Michal Hocko Aug. 12, 2019, 8:09 a.m. UTC | #3
On Fri 09-08-19 14:34:24, Johannes Weiner wrote:
> On Fri, Aug 09, 2019 at 02:43:24PM +0200, Michal Hocko wrote:
> > On Tue 06-08-19 19:55:09, Minchan Kim wrote:
> > > On Wed, Jul 31, 2019 at 09:21:01AM +0200, Michal Hocko wrote:
> > > > On Wed 31-07-19 14:44:47, Minchan Kim wrote:
> > [...]
> > > > > As Nick mentioned in the description, without mark_page_accessed in
> > > > > zapping part, repeated mmap + touch + munmap never acticated the page
> > > > > while several read(2) calls easily promote it.
> > > > 
> > > > And is this really a problem? If we refault the same page then the
> > > > refaults detection should catch it no?
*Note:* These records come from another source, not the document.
PR #144, opened 2015-07-19
[JBPM-4703] Can't create new project containing spaces in name via REST API

abhijithumbe:
Proposal fix for JBPM-4703 . Please review.

### DIFF
--- a/guvnor-rest/guvnor-rest-backend/src/main/java/org/guvnor/rest/backend/JobRequestHelper.java
+++ b/guvnor-rest/guvnor-rest-backend/src/main/java/org/guvnor/rest/backend/JobRequestHelper.java
@@ -207,7 +207,7 @@ public class JobRequestHelper {
             return result;
         } else {
             POM pom = new POM();
-            pom.getGav().setArtifactId( projectName );
+            pom.getGav().setArtifactId( projectName.replaceAll("\\s","") );
             pom.getGav().setGroupId( projectGroupId );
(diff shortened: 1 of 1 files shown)


manstis:
@mrietveld We use this https://github.com/droolsjbpm/kie-wb-common/blob/master/kie-wb-common-screens/kie-wb-common-project-editor/kie-wb-common-project-editor-client/src/main/java/org/kie/workbench/common/screens/projecteditor/client/wizard/NewProjectWizard.java#L152 to sanitize ArtifactId's when creating new Projects from the UI. It'd probably be best to use this for sanitizing ArtifactsId's when creating new Projects with REST.

mrietveld:
@manstis but, in the UI code, basically the project name is *changed* to a new one without spaces, right? 

Of is this just something that's done underwater -- and if it's done underwater, what happens when both "My Proj Name" and "MyProjName" exist?

manstis:
1) Yes, it removes all characters not [A-Za-z0-9_\-.] not just spaces.

2) Yes it is underwater (but the User is given a chance to "see" the sanitized name before committing)

3) If the sanitized name already exists a VFS error is thrown (and shown to users).

porcelli:
@mrietveld what's the status of it? still relevant?

mrietveld:
Please close this: the intention behind the patch is not possible. 

For more information, see https://bugzilla.redhat.com/show_bug.cgi?id=1243693

PR #146, opened 2015-07-22
[RHBXMSQE-418] - added testcases

jomarko:


jomarko:
please do not merge PR yet, I am adding more testcases

jomarko:
@manstis , please do you have any idea, why in this test [1], in presenter URIUtil.isValid("abc") returns true, but if I run web-app and I fill "abc" as Git URL, I obtain message about invalid url format.

[1]
https://github.com/jomarko/guvnor/blob/RHBXMSQE-418/guvnor-structure/guvnor-structure-client/src/test/java/org/guvnor/structure/client/editors/repository/clone/CloneRepositoryFormTest.java#L239

manstis:
@jomarko It is probably because when compiled into the GWT application we substitute the ```URIUtil``` class with this one https://github.com/uberfire/uberfire/blob/master/uberfire-api/src/main/resources/org/uberfire/jre/org/uberfire/util/URIUtil.java which delegates to a JavaScript library; whereas when run as a test it's using https://github.com/uberfire/uberfire/blob/master/uberfire-api/src/main/java/org/uberfire/util/URIUtil.java.

jomarko:
Desired testcases completed.

manstis:
I squashed the commits into one and merged.

http://github.com/droolsjbpm/guvnor/commit/a6355c362

When you next submit a PR (assuming you might look at the "Create Repository" form too; can you please be sure to sync your fork with origin/master? This PR contained changes that were different to what it at origin/master (when I fixed the CDI problem yesterday I made a few formatting changes - i.e. I used our default code-style formatting before committing).

jomarko:
Sorry that my inattention caused additional work for you. Thanks for merge. Sure I can do the same with "Create Repository Form".

triceo:
@manstis - when it comes to the ```URIUtil``` class and the fact that it is different between tests and production... is this standard practice, something that we're recommending to do? (It concerns me - because this is something that forces us to continue using Selenium.)

manstis:
@triceo It's not standard practice for sure.. ```URIUtil``` is the only case I know of.

Looking at the code it appears the class is made available to both client (browser) and server side; however the client side implementation is "overlayed" with an implementation that uses http://github.com/garycourt/uri-js instead of ```java.net.URLEncoder``` (that is not available client side).

@porcelli was the originator of this code.. if anything the issue is that there is a difference in behaviour of the two implementations.. which really should not be the case. The ideal solution is to obviously ensure both implementations are consistent.

mrietveld:
@manstis, @triceo: there's an old issue with the `URIUtil` -- it was in a library that we stopped using, I think? We created our own local copy, I think? 

That's probably part of the reason for the issue with `URIUtil` here.

PR #158, opened 2015-09-14
Remove guvnor-webapp and distribution-wars on 6.3.x

psiroky:
This removes the `guvnor-webapp` and `guvnor-webapp-distribution-wars` modules from _6.3.x_ branch. They does not seem to be used and only considerably prolong the build. They will stay on master for now as they may be needed in future.

@Rikkola, @manstis, @porcelli, @wmedvede, @csadilek, @ederign  please let me know in case you are using it and don't want it to be removed.

Let's wait with the merge till we hear from the others.


cristianonicolai:
@psiroky During the PatternFly migration, I found quite useful to have apps like this and the showcases apps. Specially for testing and using module specific features without having to build a series of modules. I understand it does ads extra code for maintenance and build time, so Im not sure about the others team member opinion but maybe one suggestion would be to remove the apps from the maven default profile, but leave it there so it could be used if needed.

psiroky:
@cristianonicolai thanks for the feedback. I think that if we decide to leave the code there, we should also build it periodically (even if only the FastCompiled version). That would make sure the webapp/showcase is at least compilable. From my experience -- if the webapp is not part of the build (so that it's compilation won't cause build failure), it is very likely to get forgotten and changes won't be done there (because the build is not failing). Having the build failures reported early will definitely decrease the maintenance cost. From my point of view, there should be no "dead" code, meaning code that is not being built. Everything that is in the repo should be built, otherwise it gets stale very fast.

psiroky:
Closing this one as the webapp/showcase is being used.

PR #161, opened 2015-09-23
BZ1263454: Unable to create Project in cloned Git Repository

manstis:
See https://bugzilla.redhat.com/show_bug.cgi?id=1263454

The problem was that the ```CreateRepositoryForm``` did not set the repository to be "unmanaged".

I fixed that here (and moved the constants in ```EnvironmentParameters``` to the ```-api``` module to allow re-use of the constants on both the server and client - as it had been duplicated in ```CreateRepositoryWizard```).


manstis:
*guvnor*
(6.3.x) http://github.com/droolsjbpm/guvnor/commit/a32337e68

PR #163, opened 2015-10-13
asset-mgmt - missing definition of itemDefinition causes parser problems

mswiderski:


psiroky:
+1. I tried locally and it fixes the failing kie-wb-distributions smoke tests.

In other words is the above still
> > > > a problem these days?
> > > 
> > > I admit we have been not fair for them because read(2) syscall pages are
> > > easily promoted regardless of zap timing unlike mmap-based pages.
> > > 
> > > However, if we remove the mark_page_accessed in the zap_pte_range, it
> > > would make them more unfair in that read(2)-accessed pages are easily
> > > promoted while mmap-based page should go through refault to be promoted.
> > 
> > I have really hard time to follow why an unmap special handling is
> > making the overall state more reasonable.
> > 
> > Anyway, let me throw the patch for further discussion. Nick, Mel,
> > Johannes what do you think?
> > 
> > From 3821c2e66347a2141358cabdc6224d9990276fec Mon Sep 17 00:00:00 2001
> > From: Michal Hocko <mhocko@suse.com>
> > Date: Fri, 9 Aug 2019 14:29:59 +0200
> > Subject: [PATCH] mm: drop mark_page_access from the unmap path
> > 
> > Minchan has noticed that mark_page_access can take quite some time
> > during unmap:
> > : I had a time to benchmark it via adding some trace_printk hooks between
> > : pte_offset_map_lock and pte_unmap_unlock in zap_pte_range. The testing
> > : device is 2018 premium mobile device.
> > :
> > : I can get 2ms delay rather easily to release 2M(ie, 512 pages) when the
> > : task runs on little core even though it doesn't have any IPI and LRU
> > : lock contention. It's already too heavy.
> > :
> > : If I remove activate_page, 35-40% overhead of zap_pte_range is gone
> > : so most of overhead(about 0.7ms) comes from activate_page via
> > : mark_page_accessed. Thus, if there are LRU contention, that 0.7ms could
> > : accumulate up to several ms.
> > 
> > bf3f3bc5e734 ("mm: don't mark_page_accessed in fault path") has replaced
> > SetPageReferenced by mark_page_accessed arguing that the former is not
> > sufficient when mark_page_accessed is removed from the fault path
> > because it doesn't promote page to the active list. It is true that a
> > page that is mapped by a single process might not get promoted even when
> > referenced if the reclaim checks it after the unmap but does that matter
> > that much? Can we cosider the page hot if there are no other
> > users? Moreover we do have workingset detection in place since then and
> > so a next refault would activate the page if it was really hot one.
> 
> I do think the pages can be very hot. Think of short-lived executables
> and their libraries. Like shell commands. When they run a few times or
> periodically, they should be promoted to the active list and not have
> to compete with streaming IO on the inactive list - the PG_referenced
> doesn't really help them there, see page_check_references().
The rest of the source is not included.